§ TASK PROMPT:
Pull out every line below containing the word "your".

§ INPUT MATERIAL:
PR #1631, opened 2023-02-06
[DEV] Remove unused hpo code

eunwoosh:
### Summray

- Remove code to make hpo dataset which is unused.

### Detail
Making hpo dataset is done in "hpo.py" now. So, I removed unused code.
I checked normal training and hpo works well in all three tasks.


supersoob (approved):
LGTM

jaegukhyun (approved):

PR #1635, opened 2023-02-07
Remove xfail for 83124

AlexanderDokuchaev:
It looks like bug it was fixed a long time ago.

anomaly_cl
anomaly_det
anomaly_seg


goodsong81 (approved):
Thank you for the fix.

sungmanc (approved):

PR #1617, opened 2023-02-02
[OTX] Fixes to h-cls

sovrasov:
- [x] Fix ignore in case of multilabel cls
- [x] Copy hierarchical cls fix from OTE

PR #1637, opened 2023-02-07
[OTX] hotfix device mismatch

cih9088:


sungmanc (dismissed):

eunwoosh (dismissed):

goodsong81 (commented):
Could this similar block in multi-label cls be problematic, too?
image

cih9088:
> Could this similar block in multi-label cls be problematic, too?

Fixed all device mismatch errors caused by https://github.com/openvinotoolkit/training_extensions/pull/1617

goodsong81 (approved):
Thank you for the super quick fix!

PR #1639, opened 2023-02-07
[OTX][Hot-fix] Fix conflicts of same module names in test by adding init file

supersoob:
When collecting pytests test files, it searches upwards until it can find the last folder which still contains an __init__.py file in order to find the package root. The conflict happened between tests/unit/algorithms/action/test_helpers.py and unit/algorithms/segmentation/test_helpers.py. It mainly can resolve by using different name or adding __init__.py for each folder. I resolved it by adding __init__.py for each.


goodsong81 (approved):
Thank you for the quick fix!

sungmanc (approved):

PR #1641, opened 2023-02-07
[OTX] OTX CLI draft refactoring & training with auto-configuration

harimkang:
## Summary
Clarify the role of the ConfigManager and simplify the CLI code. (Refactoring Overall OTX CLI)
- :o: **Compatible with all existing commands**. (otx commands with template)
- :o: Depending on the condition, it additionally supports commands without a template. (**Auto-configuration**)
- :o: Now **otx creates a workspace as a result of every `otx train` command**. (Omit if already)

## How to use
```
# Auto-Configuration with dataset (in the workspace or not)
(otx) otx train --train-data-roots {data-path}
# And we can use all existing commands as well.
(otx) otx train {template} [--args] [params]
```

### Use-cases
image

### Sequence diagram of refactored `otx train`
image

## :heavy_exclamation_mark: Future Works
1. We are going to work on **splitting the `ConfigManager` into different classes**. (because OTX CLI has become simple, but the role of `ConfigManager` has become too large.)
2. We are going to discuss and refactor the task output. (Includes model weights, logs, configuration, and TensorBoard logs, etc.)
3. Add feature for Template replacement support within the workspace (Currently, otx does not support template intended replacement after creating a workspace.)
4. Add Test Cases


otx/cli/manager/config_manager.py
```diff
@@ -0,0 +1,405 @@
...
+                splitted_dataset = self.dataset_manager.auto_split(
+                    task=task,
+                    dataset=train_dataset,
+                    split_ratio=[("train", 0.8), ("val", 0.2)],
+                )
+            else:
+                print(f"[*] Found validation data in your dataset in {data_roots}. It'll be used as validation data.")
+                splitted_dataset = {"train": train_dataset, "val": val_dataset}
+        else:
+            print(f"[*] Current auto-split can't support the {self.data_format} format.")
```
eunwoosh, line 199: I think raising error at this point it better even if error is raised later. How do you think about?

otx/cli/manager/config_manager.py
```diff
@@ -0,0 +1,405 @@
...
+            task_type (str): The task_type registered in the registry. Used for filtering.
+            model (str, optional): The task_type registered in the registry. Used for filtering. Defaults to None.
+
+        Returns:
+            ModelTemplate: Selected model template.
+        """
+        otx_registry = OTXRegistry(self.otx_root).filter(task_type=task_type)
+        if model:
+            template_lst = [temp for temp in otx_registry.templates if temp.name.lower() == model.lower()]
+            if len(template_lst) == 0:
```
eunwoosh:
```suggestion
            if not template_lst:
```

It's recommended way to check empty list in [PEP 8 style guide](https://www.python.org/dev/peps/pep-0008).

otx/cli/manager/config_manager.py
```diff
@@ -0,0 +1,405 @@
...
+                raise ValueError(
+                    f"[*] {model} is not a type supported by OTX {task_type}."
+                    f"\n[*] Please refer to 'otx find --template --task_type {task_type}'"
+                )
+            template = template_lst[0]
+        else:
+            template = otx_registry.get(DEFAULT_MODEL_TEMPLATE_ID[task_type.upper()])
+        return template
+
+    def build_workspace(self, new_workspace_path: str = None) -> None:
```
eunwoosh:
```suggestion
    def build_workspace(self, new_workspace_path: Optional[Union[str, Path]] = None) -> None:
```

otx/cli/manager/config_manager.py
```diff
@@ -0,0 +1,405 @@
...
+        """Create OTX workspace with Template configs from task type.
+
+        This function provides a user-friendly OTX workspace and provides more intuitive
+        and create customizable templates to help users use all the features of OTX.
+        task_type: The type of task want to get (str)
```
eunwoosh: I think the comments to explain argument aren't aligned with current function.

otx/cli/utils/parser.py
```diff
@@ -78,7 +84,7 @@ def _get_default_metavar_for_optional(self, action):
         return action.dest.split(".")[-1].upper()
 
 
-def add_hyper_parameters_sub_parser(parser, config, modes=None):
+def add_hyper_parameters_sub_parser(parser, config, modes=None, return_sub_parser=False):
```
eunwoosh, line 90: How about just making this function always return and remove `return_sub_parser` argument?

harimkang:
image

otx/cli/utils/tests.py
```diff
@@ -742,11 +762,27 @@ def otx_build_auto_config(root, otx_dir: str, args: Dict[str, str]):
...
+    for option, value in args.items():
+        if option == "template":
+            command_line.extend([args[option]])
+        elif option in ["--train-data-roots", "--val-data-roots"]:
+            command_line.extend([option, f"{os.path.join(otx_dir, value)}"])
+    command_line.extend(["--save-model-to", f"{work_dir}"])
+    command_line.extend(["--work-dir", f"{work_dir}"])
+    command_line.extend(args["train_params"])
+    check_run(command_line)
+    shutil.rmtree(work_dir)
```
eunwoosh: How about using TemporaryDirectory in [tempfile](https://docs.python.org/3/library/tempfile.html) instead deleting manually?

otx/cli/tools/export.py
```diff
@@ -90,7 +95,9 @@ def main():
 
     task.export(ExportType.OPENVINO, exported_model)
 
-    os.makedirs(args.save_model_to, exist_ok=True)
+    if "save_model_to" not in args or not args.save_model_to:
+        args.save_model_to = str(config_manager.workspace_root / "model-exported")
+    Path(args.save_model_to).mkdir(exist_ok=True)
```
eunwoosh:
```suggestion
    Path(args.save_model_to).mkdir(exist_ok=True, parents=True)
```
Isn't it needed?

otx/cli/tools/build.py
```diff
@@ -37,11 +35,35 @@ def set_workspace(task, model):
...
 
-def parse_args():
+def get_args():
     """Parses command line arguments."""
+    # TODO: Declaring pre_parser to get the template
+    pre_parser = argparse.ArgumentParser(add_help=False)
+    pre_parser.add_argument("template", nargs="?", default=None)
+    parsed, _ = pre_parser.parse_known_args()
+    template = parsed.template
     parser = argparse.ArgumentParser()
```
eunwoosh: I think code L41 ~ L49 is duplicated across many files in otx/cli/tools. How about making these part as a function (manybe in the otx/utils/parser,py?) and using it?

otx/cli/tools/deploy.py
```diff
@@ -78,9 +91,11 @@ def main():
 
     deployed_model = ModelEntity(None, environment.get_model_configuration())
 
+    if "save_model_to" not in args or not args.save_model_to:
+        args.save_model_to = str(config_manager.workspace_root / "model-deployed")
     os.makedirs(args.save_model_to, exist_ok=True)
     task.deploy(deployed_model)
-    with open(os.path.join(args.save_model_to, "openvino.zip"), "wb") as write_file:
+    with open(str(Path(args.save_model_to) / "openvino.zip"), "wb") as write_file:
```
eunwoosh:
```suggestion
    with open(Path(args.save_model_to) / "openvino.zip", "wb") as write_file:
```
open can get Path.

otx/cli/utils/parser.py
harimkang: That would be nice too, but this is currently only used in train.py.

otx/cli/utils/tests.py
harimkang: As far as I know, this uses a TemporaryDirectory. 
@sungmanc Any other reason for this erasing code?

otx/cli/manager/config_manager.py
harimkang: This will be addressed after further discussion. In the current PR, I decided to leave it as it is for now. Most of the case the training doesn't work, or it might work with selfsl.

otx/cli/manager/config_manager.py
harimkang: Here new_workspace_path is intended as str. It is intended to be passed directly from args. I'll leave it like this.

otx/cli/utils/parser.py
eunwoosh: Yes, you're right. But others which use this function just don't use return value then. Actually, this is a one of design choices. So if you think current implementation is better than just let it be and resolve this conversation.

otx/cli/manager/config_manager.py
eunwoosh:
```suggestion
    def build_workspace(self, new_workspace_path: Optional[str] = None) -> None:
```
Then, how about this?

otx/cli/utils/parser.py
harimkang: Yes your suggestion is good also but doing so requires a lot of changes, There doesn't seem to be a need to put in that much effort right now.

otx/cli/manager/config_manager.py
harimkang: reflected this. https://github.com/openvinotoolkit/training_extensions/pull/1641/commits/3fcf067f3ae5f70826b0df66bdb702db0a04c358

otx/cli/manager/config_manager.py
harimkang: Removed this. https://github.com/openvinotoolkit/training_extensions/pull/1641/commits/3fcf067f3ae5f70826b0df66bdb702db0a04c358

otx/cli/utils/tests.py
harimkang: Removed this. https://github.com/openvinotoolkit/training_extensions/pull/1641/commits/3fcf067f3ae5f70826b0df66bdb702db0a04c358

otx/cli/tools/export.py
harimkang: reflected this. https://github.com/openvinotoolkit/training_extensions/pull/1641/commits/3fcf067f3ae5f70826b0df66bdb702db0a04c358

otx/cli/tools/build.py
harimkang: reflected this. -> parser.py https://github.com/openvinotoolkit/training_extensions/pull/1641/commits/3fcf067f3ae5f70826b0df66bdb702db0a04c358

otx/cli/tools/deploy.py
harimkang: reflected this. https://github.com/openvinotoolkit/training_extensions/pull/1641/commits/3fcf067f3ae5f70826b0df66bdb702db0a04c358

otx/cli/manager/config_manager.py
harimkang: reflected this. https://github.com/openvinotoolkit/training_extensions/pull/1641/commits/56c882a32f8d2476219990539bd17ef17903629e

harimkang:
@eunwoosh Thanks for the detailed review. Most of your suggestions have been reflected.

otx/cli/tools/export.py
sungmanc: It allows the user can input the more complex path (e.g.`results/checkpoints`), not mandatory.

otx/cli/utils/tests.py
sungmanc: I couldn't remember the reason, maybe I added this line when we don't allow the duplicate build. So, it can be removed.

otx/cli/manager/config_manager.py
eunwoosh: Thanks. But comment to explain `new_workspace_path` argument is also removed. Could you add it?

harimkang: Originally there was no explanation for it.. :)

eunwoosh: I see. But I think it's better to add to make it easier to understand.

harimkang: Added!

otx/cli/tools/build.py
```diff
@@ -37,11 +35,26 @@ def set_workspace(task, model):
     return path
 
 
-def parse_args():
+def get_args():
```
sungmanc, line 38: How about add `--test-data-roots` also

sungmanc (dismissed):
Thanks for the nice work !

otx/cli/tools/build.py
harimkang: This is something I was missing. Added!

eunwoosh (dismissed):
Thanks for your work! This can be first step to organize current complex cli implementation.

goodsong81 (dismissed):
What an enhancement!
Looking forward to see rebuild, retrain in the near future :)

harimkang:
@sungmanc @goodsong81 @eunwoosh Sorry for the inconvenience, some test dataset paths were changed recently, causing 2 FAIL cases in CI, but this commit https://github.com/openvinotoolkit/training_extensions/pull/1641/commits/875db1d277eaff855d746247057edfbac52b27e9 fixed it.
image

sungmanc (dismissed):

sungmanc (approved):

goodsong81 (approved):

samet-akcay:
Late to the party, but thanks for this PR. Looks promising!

§ ANSWER FOR THIS EXERCISE:
+                print(f"[*] Found validation data in your dataset in {data_roots}. It'll be used as validation data.")
harimkang: Yes your suggestion is good also but doing so requires a lot of changes, There doesn't seem to be a need to put in that much effort right now.
@eunwoosh Thanks for the detailed review. Most of your suggestions have been reflected.
Thanks for your work! This can be first step to organize current complex cli implementation.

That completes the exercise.